___ Provided data ___

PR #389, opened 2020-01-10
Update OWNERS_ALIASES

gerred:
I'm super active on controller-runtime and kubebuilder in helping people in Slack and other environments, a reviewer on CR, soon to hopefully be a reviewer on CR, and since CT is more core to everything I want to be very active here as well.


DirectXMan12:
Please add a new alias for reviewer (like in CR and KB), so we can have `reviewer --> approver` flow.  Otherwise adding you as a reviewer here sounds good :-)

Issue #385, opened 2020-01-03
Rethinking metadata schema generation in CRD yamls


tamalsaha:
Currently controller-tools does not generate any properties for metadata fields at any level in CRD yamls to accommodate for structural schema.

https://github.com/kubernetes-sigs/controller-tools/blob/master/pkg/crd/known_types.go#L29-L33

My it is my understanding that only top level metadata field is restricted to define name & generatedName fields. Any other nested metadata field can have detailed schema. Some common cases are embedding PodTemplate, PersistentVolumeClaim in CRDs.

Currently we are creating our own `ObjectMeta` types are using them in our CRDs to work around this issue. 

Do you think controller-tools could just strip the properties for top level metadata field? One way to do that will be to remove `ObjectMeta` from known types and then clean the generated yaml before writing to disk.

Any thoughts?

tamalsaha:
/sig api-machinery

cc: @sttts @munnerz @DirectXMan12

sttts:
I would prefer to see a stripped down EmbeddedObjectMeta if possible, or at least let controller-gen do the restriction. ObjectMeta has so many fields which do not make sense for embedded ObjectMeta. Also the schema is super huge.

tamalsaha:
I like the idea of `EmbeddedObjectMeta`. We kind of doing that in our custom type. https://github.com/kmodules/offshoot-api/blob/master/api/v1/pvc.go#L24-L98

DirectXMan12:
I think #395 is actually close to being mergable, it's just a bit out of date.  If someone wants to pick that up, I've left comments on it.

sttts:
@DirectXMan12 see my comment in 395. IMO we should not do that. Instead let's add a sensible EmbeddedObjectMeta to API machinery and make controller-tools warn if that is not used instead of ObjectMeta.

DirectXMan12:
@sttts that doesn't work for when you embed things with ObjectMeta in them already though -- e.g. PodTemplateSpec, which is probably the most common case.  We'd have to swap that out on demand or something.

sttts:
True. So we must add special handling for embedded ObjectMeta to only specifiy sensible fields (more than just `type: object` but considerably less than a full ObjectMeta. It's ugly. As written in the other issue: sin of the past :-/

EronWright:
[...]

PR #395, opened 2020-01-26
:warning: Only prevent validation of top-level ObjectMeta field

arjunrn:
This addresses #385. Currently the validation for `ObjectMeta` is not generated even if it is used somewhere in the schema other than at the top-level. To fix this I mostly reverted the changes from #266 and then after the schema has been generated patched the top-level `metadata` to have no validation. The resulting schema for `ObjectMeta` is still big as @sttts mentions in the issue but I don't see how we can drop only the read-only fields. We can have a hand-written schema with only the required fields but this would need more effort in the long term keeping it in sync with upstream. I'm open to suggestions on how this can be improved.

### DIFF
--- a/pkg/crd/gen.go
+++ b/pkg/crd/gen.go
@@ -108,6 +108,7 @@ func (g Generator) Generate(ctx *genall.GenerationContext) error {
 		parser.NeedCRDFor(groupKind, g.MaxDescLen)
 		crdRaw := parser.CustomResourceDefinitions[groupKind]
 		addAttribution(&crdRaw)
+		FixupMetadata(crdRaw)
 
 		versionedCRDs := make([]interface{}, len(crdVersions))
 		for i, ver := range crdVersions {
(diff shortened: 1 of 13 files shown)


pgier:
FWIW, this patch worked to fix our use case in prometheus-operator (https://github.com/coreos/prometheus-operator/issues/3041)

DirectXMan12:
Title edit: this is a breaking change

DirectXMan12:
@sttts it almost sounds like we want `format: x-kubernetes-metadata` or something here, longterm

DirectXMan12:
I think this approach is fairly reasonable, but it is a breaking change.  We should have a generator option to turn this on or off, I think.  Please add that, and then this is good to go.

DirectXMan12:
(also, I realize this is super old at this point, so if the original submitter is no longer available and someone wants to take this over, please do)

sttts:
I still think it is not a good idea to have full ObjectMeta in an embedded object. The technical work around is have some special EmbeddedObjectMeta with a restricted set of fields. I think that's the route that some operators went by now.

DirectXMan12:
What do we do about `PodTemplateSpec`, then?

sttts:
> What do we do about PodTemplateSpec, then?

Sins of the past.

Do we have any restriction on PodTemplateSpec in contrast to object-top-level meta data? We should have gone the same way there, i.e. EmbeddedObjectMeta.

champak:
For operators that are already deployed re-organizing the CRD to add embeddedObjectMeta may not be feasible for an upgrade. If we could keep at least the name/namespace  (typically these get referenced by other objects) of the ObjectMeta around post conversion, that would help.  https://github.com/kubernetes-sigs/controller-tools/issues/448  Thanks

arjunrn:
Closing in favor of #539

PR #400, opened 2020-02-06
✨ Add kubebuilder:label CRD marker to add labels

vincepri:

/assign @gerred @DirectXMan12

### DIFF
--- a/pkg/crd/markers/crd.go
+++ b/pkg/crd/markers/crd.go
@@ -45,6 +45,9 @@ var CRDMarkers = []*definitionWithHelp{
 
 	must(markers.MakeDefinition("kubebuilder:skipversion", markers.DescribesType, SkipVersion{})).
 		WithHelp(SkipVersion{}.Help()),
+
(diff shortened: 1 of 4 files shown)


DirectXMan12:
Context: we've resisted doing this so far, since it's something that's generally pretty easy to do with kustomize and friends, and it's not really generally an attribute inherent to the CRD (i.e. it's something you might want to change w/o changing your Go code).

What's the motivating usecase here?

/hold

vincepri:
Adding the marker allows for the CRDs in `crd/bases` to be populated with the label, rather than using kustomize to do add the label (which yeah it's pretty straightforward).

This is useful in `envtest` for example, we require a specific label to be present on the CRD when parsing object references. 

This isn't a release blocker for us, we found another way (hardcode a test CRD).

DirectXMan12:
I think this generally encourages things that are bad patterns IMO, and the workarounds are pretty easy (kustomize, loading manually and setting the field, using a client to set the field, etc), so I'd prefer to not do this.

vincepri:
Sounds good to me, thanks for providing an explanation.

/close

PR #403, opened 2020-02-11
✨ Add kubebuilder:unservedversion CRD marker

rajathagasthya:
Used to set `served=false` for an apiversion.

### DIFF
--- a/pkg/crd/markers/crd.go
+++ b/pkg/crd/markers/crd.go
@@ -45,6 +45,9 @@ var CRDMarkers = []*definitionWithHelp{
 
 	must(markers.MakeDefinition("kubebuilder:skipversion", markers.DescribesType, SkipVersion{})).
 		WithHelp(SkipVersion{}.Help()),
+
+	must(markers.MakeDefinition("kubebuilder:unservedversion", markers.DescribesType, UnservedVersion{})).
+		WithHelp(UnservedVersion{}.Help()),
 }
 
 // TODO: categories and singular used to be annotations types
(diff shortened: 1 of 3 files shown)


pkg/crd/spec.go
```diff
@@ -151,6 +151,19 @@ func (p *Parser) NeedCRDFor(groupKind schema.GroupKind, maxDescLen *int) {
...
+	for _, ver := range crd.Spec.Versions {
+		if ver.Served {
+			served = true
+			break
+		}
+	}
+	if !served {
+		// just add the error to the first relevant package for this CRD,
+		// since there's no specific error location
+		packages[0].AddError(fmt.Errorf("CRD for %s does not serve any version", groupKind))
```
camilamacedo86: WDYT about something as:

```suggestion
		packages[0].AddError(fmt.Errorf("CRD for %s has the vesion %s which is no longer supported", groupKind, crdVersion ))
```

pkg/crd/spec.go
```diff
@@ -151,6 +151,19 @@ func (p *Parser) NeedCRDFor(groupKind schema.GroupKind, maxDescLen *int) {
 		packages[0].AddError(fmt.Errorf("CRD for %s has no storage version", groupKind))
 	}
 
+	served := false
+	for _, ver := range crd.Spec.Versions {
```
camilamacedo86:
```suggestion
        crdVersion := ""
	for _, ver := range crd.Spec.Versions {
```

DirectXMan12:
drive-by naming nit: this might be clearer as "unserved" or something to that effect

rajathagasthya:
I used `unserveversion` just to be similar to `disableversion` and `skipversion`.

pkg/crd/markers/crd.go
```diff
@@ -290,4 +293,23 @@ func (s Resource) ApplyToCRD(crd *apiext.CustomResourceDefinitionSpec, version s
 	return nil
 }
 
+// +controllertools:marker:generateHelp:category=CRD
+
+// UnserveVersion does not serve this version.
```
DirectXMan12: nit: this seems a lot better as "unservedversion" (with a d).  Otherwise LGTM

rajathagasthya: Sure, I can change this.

___

# Task objective:
One inclusive range is required: first line of the data through the line containing "Currently we are". Set it down exactly and output nothing else.

# The answer:
PR #389, opened 2020-01-10
Update OWNERS_ALIASES

gerred:
I'm super active on controller-runtime and kubebuilder in helping people in Slack and other environments, a reviewer on CR, soon to hopefully be a reviewer on CR, and since CT is more core to everything I want to be very active here as well.


DirectXMan12:
Please add a new alias for reviewer (like in CR and KB), so we can have `reviewer --> approver` flow.  Otherwise adding you as a reviewer here sounds good :-)

Issue #385, opened 2020-01-03
Rethinking metadata schema generation in CRD yamls


tamalsaha:
Currently controller-tools does not generate any properties for metadata fields at any level in CRD yamls to accommodate for structural schema.

https://github.com/kubernetes-sigs/controller-tools/blob/master/pkg/crd/known_types.go#L29-L33

My it is my understanding that only top level metadata field is restricted to define name & generatedName fields. Any other nested metadata field can have detailed schema. Some common cases are embedding PodTemplate, PersistentVolumeClaim in CRDs.

Currently we are creating our own `ObjectMeta` types are using them in our CRDs to work around this issue. 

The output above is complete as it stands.